Despite having fewer exhibitors and participants than in years past, there were a great number of well-attended panels, including ones about “Production Business Models” and “Business Models in a Changing World.” The latter was moderated by VideoAge’s Dom Serafini and featured panelists Farrell Meisel, an American TV broadcast and satellite consultant, and Charles Zamaria, professor of Radio and Television at Ryerson University in Toronto, Canada.

During his presentation, Professor Zamaria addressed the unique challenges the TV industry faces in a changing media landscape: “Internet ain’t TV. Internet is a destination.” Meisel pointed out that with the popularity of the Internet, “[People] have more options. It’s a jungle out there.” Serafini challenged the panelists with questions about technology and programming, prompting debates about the switch from broadcast to broadband and whether, with IPTV availability looming, DTV (or DTT) is a useless and costly temporary technology.

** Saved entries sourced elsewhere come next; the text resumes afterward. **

PR #84, opened 2021-12-09
Wrap different Zeek tag types

### LINKED ISSUE #81: Uses of `Tag`s incompatible with Zeek `master` branch
[This commit](https://github.com/zeek/zeek/commit/331161138a28b633239dbc2eb98ab6ccafe47076) on Zeek's `master` branch reorganized the different `Tag` types and their header files. We cannot build against this commit or any newer version.

The following issues need to be fixed:

- [ ] fix includes so we always pull in headers declaring a specific used (now deprecated) `Tag` variant.
- [ ] rewrite our `toggleAnalyzer` functions. Since all different `Tag` types now are just aliases to a single `::zeek::Tag` we cannot use overloads here anymore. We also need to adjust the logic in the "frontend" `toggleAnalyzer` function so it branches to the correct concrete functions (alternatively: could we just get rid of this function?).

bbannier:
As of zeek-4.2 `Tag` types in Zeek got unified. This leads to issues for
us since we e.g., overload by `Tag` type, or need to be able to handle
individual `Tag` types differently.

This patch introduces wrapper types around Zeek `Tag` types.

Closes #81.

### DIFF
--- a/include/zeek-compat.h
+++ b/include/zeek-compat.h
@@ -40,6 +40,16 @@
 #include <zeek/packet_analysis/Analyzer.h>
 #endif
 
+#if ZEEK_VERSION_NUMBER < 40200 // Zeek < 4.2
+#include <zeek/analyzer/Tag.h>
+#include <zeek/file_analysis/Tag.h>
+#if ZEEK_VERSION_NUMBER >= 30300 // Zeek >= 3.3 (aka 4.0)
+#include <zeek/packet_analysis/Tag.h>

This year marked the first meeting of television stations from Mercosur countries (Argentina, Brazil, Paraguay and Uruguay) and associated states (Bolivia, Chile and Perú). A new Canadian project was presented at the event, which closed with a full day of meetings with TV stations from the eight Portuguese-speaking countries of the world and the city state of Macau (spanning Europe, South America, Africa and Asia).

Rede Globo, one of the largest sponsors and exhibitors, took the opportunity to introduce a series of books written by college professor Mauro Alencar, who adapted scripts of five popular telenovelas into books, in effect reversing the usual process of books being adapted to screenplays.

Attending the events were all Brazilian TV networks, including SBT, Band and Record TV, the latter operating without a stand. Al Jazeera English Service made its first appearance at this year’s edition.
The next Forum Brasil is set for June 16-17, 2010 in Sao Paulo.